After calling close() or terminate(), the last two lines become:

None
[]

Document Update

The Python3.7 document adds this warning:

multiprocessing.pool objects have internal resources that need to be properly managed (like any other resource) by using the pool as a context manager or by calling close() and terminate() manually. Failure to do this can lead to the process hanging on finalization.
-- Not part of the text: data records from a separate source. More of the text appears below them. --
PR #1961, opened 2018-10-21
Pass an undefined title argument to macro-title functions

novemberborn:
Previously, AVA would pass the empty string. By passing an undefined value, the title function can use argument defaults which is more natural.

---

This is a breaking change for users who were concatenating `title`, under the assumption it was an empty string.

### DIFF
--- a/docs/recipes/typescript.md
+++ b/docs/recipes/typescript.md
@@ -66,7 +66,7 @@ import test, {Macro} from 'ava';
 const macro: Macro = (t, input: string, expected: number) => {
 	t.is(eval(input), expected);
 };
-macro.title = (providedTitle: string, input: string, expected: number) => `${providedTitle} ${input} = ${expected}`.trim();
+macro.title = (providedTitle = '', input: string, expected: number) => `${providedTitle} ${input} = ${expected}`.trim();
 
 test(macro, '2 + 2', 4);
 test(macro, '2 * 3', 6);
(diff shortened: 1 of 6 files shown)


novemberborn:
I need to update the type definitions to make it clear that the first argument to the `title` function may now be `undefined`.

novemberborn:
I need to update the type definitions to make it clear that the first argument to the `title` function may now be `undefined`.

novemberborn:
I need to update the type definitions to make it clear that the first argument to the `title` function may now be `undefined`.

novemberborn:
I need to update the type definitions to make it clear that the first argument to the `title` function may now be `undefined`.

novemberborn:
I need to update the type definitions to make it clear that the first argument to the `title` function may now be `undefined`.

novemberborn:
I need to update the type definitions to make it clear that the first argument to the `title` function may now be `undefined`.

novemberborn:
I need to update the type definitions to make it clear that the first argument to the `title` function may now be `undefined`.

novemberborn:
I need to update the type definitions to make it clear that the first argument to the `title` function may now be `undefined`.

novemberborn:
I need to update the type definitions to make it clear that the first argument to the `title` function may now be `undefined`.

novemberborn:
I need to update the type definitions to make it clear that the first argument to the `title` function may now be `undefined`.

novemberborn:
I need to update the type definitions to make it clear that the first argument to the `title` function may now be `undefined`.

novemberborn:
Heh, turns out GitHub did post some of my attempts to comment. And when I deleted the copies, it aggressively deleted the last one too… so one last time:

I need to update the type definitions to make it clear that the first argument to the `title` function may now be `undefined`.

PR #1966, opened 2018-10-23
Link to French translation of puppeteer recipe

forresst:


sindresorhus:
Thanks for your awesome work on keeping things translated, @forresst 🙌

Note that is not correct to rely on the garbage collector to destroy the pool as CPython does not assure that the finalizer of the pool will be called (see object.__del__() for more information).

The Bug is Fixed in Python 3.8

In python 3.8.6, the script exits normally and the total execution time also decreases without calling close(). I found this issue is fixed in Python bug tracker: multiprocessing.Pool and ThreadPool leak resources after being deleted.